### Task description
Please filter the data below down to the lines holding the string "latest".

Records drawn from a dataset
────────
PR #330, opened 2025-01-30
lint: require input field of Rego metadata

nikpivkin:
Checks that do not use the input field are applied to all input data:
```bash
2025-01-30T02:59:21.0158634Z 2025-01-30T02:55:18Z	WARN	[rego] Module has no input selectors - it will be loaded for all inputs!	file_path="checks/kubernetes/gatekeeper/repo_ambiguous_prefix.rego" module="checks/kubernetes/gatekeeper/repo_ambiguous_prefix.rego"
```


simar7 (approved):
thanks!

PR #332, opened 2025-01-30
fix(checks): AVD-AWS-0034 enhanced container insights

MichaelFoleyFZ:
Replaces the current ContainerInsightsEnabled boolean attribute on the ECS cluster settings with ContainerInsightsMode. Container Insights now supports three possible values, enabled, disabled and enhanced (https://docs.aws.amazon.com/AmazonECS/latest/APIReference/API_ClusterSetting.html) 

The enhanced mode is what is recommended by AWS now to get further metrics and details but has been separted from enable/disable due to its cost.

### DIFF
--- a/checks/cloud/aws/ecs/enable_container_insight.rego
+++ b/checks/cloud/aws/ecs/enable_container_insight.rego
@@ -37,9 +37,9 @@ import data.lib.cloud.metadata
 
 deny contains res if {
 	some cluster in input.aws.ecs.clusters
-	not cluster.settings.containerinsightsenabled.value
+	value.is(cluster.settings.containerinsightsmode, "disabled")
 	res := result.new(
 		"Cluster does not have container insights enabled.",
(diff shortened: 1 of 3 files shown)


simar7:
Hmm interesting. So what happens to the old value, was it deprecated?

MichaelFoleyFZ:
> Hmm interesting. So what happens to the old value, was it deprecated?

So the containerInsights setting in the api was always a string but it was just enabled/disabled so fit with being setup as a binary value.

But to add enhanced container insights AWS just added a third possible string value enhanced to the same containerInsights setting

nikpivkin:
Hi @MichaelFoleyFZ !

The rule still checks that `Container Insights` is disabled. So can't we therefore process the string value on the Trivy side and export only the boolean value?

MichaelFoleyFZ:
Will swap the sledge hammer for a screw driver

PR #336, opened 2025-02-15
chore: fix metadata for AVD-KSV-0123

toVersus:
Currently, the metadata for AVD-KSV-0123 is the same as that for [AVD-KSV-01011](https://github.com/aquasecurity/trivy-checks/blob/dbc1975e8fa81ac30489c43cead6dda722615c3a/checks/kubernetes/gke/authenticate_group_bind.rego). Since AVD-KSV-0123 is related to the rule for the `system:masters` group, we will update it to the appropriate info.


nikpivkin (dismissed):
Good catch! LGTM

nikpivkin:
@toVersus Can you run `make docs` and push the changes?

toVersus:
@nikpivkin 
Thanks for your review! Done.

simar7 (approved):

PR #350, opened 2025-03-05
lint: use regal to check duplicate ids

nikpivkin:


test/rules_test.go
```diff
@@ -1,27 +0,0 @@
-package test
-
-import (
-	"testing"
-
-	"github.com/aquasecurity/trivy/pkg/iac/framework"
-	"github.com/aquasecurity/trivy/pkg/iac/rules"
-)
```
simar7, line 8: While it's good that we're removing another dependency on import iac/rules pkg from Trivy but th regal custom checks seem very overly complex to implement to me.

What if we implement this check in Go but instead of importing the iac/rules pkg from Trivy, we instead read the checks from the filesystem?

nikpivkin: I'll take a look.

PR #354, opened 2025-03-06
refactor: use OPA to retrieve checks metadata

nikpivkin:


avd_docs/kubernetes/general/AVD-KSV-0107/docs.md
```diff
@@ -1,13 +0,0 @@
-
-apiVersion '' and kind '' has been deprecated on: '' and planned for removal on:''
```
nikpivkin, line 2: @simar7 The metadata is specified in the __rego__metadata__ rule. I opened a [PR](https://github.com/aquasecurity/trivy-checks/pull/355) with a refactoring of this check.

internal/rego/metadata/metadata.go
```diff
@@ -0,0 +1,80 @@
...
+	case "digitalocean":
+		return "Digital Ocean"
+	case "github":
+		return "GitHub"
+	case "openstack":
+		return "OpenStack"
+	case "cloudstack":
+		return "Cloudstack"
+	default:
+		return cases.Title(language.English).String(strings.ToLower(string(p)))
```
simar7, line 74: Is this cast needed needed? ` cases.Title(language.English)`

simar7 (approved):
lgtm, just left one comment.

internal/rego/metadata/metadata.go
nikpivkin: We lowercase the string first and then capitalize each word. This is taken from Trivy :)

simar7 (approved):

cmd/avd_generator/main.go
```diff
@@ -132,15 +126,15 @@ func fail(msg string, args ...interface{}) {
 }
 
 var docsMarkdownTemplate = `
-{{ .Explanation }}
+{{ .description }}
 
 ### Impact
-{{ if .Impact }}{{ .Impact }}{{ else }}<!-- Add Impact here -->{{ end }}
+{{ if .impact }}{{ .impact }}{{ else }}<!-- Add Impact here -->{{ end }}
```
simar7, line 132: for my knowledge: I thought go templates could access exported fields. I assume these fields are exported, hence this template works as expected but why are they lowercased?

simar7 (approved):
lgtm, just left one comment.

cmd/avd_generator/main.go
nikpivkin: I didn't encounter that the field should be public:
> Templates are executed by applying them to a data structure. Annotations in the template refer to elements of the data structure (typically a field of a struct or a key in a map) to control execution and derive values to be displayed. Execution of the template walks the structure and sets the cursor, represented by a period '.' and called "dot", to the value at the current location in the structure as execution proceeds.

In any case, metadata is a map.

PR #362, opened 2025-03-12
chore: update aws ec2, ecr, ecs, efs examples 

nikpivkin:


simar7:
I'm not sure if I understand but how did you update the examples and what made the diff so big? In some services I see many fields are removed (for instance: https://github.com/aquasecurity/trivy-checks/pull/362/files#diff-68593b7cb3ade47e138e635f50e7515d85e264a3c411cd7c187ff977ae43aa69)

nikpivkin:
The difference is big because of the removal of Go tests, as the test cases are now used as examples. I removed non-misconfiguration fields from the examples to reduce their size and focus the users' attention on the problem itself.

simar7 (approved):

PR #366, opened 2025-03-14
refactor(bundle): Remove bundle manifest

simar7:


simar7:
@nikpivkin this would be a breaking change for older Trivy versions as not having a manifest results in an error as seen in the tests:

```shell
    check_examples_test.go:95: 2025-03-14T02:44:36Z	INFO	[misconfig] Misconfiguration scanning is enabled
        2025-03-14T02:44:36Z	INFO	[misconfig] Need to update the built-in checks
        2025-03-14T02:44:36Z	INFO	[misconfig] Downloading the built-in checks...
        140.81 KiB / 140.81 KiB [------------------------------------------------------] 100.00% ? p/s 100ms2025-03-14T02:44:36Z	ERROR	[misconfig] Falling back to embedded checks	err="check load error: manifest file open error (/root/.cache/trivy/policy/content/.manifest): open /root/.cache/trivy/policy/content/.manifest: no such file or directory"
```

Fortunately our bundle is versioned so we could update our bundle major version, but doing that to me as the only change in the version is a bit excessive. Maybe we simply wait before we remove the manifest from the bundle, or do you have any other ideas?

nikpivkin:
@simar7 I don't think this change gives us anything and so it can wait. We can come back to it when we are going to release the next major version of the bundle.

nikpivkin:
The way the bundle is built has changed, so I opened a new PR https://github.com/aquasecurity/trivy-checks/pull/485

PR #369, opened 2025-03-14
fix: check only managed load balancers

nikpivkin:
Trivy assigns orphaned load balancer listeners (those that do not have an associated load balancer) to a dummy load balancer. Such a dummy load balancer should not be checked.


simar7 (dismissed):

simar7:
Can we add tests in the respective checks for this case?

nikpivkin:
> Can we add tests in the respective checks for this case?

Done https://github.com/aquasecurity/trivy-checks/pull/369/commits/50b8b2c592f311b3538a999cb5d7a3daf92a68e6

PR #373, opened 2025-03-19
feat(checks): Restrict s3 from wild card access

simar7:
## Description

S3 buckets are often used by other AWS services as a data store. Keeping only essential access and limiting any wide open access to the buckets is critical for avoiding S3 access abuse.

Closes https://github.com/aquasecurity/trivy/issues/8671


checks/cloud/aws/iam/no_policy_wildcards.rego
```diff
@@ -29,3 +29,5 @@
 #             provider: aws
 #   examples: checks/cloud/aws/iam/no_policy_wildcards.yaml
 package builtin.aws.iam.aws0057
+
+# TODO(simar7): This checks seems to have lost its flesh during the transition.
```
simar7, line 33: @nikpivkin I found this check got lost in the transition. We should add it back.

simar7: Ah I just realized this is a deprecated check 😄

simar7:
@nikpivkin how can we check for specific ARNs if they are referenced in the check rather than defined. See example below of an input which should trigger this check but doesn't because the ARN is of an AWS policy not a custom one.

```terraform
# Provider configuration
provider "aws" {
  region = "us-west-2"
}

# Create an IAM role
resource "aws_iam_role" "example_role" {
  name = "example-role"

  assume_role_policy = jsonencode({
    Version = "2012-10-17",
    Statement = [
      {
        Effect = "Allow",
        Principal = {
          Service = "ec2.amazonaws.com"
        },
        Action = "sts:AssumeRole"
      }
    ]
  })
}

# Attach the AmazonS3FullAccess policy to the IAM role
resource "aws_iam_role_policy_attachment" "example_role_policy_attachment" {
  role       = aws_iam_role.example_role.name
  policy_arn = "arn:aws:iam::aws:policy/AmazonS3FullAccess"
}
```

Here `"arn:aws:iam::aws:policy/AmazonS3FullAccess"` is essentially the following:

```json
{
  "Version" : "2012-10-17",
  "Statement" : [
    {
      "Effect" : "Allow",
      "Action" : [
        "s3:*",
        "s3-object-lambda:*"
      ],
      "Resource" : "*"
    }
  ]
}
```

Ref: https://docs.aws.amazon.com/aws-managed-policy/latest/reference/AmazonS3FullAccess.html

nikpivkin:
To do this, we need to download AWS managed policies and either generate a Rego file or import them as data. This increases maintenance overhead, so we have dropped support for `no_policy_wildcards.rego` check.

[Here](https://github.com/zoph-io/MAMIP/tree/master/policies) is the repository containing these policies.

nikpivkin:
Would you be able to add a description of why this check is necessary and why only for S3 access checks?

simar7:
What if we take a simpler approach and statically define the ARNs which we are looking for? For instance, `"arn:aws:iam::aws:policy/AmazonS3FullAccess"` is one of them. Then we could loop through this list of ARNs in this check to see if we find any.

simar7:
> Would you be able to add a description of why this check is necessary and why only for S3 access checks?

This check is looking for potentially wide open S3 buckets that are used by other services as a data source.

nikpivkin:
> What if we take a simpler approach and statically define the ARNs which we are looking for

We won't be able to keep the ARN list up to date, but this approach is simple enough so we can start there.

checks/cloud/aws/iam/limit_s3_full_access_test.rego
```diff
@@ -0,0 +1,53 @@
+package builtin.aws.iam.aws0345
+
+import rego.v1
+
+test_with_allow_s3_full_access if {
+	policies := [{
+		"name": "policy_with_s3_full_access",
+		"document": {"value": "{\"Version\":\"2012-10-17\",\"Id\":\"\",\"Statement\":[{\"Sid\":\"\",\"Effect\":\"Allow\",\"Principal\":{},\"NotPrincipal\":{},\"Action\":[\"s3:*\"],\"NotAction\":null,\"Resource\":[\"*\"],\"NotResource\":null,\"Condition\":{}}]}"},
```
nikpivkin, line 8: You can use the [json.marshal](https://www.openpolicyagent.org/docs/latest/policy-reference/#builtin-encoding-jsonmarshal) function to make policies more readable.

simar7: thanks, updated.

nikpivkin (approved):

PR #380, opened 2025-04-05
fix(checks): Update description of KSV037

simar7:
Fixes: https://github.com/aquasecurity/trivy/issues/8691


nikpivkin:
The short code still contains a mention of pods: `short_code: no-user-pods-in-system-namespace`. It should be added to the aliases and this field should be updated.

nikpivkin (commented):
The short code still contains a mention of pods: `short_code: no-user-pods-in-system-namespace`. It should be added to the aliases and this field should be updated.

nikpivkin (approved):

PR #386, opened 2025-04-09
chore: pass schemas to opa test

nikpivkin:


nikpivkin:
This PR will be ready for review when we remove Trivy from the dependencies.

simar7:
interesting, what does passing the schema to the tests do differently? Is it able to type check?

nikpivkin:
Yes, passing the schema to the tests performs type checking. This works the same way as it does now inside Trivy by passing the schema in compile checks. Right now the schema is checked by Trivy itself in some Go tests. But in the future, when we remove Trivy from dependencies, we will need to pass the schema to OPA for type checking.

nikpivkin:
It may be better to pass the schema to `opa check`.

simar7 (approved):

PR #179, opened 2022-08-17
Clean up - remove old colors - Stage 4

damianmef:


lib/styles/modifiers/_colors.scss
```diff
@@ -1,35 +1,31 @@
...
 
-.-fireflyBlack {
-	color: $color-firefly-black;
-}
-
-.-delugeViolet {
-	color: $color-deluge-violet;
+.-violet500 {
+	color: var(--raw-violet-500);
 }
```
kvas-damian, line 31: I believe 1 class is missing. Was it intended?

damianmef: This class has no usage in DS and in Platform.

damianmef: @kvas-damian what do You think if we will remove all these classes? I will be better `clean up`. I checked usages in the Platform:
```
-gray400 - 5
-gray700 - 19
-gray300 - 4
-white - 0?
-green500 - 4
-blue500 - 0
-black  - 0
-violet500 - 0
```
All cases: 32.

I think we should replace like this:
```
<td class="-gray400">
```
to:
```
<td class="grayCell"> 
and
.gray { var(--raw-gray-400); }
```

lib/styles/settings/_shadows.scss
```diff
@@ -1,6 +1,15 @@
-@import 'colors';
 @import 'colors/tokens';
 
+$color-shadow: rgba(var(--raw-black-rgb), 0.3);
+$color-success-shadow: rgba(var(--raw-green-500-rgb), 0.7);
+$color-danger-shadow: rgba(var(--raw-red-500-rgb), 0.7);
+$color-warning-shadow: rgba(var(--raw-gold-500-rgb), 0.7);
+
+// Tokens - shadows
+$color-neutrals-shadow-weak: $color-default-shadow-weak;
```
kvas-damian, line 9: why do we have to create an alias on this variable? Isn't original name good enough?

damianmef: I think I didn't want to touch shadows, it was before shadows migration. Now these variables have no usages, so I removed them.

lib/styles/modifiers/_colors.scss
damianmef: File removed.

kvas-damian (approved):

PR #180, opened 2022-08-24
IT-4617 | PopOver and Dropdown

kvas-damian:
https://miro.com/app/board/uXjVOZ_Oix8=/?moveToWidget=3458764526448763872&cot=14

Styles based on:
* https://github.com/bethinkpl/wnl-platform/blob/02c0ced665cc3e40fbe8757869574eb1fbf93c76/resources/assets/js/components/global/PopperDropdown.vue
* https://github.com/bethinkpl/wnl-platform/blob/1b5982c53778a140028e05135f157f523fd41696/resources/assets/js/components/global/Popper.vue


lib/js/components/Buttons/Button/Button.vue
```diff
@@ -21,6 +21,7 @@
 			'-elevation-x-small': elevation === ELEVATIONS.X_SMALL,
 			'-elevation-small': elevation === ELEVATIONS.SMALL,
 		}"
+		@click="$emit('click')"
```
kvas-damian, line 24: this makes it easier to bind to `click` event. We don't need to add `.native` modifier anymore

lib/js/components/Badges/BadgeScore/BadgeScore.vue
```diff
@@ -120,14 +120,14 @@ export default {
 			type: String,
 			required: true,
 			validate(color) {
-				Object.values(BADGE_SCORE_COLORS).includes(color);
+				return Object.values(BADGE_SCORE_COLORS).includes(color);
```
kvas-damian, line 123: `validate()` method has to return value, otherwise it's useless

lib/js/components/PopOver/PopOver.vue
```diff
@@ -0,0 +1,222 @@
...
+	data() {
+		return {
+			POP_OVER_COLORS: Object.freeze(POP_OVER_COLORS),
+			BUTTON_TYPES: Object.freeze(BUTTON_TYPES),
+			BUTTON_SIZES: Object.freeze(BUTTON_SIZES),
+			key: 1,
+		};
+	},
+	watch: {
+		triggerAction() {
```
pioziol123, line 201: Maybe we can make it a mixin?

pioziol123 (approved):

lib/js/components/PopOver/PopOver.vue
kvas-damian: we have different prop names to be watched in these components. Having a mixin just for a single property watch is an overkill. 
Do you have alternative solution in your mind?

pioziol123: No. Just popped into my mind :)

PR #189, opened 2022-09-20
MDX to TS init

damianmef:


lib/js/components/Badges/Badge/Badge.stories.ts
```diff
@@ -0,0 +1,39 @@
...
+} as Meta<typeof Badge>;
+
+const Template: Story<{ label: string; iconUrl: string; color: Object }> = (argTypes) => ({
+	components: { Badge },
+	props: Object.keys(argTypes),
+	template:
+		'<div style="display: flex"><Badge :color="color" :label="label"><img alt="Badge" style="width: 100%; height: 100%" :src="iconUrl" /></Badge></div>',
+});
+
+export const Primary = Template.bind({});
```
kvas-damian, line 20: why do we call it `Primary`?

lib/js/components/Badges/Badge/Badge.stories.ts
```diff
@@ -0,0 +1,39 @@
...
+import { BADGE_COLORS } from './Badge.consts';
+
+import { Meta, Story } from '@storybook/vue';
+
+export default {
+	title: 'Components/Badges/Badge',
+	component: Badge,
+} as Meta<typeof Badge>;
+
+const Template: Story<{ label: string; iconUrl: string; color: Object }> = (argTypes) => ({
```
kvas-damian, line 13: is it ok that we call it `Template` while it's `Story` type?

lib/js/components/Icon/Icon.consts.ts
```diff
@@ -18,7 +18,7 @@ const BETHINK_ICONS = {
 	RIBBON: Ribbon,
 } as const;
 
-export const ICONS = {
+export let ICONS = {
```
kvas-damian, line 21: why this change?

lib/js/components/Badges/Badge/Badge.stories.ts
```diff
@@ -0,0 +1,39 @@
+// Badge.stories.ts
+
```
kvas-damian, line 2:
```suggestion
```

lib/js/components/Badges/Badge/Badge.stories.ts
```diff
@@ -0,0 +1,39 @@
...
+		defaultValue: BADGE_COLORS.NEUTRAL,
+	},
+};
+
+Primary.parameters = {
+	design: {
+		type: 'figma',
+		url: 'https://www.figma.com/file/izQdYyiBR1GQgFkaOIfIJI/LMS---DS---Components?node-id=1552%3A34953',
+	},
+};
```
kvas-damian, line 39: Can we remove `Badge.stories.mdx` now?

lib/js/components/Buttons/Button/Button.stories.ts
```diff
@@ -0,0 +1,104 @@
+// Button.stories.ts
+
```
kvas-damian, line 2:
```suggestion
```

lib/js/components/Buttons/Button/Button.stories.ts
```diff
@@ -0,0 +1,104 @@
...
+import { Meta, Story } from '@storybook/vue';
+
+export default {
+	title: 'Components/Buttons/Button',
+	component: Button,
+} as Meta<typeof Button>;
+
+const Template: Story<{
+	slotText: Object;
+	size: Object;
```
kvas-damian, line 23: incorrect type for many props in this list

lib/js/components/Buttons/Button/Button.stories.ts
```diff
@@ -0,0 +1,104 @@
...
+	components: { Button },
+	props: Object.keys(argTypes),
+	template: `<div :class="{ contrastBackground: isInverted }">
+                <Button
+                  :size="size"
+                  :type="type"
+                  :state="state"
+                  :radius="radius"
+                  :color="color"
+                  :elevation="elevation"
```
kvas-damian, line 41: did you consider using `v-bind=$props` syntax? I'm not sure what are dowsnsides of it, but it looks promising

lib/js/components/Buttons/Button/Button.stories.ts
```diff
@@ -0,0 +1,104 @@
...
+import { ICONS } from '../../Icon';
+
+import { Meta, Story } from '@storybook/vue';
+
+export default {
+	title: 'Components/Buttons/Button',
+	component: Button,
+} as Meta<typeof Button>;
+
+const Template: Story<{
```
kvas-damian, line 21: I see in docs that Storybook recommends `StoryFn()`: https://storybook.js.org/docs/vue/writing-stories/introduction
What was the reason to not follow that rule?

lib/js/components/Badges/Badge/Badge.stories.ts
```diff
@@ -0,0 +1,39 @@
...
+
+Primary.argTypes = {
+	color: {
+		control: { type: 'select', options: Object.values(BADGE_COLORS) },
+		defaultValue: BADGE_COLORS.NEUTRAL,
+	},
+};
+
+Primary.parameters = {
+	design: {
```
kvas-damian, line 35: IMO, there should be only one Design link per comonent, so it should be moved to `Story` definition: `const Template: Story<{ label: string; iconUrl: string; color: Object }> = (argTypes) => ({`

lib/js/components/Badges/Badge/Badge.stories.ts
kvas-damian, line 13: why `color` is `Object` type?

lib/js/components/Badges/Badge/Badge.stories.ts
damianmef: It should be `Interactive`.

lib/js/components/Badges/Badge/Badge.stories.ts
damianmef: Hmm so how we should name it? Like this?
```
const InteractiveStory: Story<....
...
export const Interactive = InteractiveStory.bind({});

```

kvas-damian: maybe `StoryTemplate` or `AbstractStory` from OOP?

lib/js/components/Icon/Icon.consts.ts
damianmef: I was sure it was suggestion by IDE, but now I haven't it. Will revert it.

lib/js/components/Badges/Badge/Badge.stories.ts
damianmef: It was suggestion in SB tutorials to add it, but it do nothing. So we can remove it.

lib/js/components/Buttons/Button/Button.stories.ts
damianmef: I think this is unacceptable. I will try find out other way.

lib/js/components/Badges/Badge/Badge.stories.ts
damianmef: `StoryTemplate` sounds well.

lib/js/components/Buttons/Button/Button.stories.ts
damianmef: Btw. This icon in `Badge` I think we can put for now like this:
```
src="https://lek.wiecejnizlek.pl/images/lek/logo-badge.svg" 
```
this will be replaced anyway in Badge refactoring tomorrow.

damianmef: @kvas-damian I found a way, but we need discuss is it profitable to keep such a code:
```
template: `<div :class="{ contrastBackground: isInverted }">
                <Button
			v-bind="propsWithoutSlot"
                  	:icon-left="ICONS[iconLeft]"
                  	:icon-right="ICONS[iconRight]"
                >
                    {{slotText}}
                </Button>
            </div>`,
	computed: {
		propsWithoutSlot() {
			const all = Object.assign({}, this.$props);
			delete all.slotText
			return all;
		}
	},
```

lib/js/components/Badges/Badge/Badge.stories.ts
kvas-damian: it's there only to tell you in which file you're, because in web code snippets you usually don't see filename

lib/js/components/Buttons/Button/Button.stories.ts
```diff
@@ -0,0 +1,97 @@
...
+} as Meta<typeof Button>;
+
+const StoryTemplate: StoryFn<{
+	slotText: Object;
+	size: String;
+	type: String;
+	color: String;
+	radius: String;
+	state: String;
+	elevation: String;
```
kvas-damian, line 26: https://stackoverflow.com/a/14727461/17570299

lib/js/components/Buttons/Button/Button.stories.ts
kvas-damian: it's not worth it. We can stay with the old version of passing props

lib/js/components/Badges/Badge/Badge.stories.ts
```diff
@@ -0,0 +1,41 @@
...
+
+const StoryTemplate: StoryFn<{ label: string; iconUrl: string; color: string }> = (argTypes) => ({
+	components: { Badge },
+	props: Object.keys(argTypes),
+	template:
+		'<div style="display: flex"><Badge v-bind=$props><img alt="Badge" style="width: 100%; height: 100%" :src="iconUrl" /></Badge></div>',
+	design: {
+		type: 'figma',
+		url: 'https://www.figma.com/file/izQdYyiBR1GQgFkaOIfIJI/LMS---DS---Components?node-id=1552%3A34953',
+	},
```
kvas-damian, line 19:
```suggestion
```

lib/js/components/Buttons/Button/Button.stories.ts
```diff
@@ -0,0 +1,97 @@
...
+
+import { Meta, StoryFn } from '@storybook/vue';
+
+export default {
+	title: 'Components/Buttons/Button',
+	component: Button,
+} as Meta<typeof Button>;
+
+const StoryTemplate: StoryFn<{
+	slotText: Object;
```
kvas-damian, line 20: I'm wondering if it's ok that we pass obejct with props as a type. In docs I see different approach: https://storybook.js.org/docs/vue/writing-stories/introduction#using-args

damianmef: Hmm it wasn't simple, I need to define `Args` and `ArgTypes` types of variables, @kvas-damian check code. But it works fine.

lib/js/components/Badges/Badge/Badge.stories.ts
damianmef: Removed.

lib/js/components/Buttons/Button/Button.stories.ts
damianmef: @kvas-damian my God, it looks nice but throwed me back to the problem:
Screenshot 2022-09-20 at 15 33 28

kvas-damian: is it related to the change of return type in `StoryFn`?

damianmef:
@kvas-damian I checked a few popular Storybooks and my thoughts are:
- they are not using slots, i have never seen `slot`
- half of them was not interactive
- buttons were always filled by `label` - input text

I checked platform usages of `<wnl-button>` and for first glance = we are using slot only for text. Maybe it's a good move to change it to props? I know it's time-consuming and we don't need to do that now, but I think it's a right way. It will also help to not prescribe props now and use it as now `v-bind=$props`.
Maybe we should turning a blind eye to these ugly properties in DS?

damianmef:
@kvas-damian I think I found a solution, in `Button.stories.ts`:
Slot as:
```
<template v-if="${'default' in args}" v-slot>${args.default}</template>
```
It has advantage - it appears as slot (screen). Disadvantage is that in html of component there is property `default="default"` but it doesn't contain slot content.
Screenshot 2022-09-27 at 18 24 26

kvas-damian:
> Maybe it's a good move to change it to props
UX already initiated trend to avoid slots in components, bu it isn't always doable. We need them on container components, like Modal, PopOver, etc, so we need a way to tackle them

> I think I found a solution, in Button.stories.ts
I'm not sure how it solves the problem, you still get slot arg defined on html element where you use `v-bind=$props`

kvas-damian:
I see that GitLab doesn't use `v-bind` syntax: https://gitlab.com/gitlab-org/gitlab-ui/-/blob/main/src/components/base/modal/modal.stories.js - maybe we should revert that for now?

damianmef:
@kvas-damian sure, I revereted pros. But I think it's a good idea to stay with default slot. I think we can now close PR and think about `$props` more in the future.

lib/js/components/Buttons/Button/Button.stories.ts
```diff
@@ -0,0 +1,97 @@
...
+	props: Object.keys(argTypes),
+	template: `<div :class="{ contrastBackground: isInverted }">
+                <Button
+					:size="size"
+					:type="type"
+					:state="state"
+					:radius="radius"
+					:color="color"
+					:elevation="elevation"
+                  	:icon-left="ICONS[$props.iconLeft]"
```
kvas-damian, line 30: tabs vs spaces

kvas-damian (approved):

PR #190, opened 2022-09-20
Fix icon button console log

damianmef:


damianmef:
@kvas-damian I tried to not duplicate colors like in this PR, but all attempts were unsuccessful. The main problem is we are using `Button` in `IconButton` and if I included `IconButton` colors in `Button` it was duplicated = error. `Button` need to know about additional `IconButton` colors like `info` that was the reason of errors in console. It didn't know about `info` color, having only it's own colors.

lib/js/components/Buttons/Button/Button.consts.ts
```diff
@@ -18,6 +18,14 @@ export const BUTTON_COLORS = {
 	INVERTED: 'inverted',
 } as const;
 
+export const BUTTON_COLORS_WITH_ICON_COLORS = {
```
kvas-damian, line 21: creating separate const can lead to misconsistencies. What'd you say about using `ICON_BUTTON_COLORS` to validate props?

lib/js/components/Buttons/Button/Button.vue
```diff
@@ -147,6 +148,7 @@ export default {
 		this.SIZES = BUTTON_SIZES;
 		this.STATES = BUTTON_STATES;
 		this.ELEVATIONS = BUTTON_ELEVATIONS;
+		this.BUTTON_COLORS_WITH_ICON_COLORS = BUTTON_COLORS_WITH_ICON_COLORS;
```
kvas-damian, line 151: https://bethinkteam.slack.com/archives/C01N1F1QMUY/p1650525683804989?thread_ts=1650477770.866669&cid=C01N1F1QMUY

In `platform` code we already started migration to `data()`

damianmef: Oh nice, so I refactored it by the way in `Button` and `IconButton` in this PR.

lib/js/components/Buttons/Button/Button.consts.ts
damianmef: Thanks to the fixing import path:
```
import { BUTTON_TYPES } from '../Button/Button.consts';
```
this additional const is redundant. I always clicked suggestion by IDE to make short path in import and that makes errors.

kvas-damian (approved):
────────
### Expected answer
Replaces the current ContainerInsightsEnabled boolean attribute on the ECS cluster settings with ContainerInsightsMode. Container Insights now supports three possible values, enabled, disabled and enhanced (https://docs.aws.amazon.com/AmazonECS/latest/APIReference/API_ClusterSetting.html) 
Ref: https://docs.aws.amazon.com/aws-managed-policy/latest/reference/AmazonS3FullAccess.html
nikpivkin, line 8: You can use the [json.marshal](https://www.openpolicyagent.org/docs/latest/policy-reference/#builtin-encoding-jsonmarshal) function to make policies more readable.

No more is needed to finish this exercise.